[Start of section]
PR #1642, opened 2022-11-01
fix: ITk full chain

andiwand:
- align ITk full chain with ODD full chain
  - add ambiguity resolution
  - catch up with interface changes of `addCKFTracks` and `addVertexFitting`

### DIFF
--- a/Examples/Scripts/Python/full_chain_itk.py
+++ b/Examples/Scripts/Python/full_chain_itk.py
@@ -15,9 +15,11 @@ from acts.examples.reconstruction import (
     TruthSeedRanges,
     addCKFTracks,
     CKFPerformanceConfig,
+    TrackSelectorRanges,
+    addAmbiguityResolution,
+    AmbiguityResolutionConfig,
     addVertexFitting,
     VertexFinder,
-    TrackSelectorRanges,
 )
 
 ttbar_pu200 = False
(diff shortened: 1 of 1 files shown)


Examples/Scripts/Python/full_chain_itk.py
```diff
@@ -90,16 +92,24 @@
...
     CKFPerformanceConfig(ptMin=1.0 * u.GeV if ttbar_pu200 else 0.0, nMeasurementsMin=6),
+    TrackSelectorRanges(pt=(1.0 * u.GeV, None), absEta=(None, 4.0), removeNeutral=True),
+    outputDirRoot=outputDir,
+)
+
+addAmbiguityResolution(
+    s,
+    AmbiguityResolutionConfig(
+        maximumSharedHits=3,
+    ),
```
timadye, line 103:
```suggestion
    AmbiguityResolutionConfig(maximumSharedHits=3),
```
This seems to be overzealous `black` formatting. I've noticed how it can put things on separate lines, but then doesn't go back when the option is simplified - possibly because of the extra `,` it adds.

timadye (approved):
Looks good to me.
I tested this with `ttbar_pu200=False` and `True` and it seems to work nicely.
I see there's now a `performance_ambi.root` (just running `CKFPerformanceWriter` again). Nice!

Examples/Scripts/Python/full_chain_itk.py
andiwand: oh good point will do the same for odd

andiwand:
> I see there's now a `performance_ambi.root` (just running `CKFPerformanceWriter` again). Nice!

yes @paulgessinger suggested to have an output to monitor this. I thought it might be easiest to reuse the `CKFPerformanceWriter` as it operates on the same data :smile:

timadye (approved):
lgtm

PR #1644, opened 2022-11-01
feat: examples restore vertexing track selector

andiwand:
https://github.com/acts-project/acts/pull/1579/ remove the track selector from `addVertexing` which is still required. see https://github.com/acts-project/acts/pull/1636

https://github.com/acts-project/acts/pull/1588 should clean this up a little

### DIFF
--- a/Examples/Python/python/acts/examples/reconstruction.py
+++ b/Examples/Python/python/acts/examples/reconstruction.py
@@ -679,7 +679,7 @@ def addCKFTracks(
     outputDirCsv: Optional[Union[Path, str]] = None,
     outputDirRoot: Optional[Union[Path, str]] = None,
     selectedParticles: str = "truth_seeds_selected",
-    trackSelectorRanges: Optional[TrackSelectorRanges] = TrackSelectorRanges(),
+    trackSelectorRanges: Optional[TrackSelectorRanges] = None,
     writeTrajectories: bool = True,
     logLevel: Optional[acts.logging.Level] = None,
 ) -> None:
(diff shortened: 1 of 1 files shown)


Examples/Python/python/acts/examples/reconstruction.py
[End of section]
## Your objective:
Copy out each line of the listing where the string "True" appears.

## Your solution:
+    TrackSelectorRanges(pt=(1.0 * u.GeV, None), absEta=(None, 4.0), removeNeutral=True),
I tested this with `ttbar_pu200=False` and `True` and it seems to work nicely.
     writeTrajectories: bool = True,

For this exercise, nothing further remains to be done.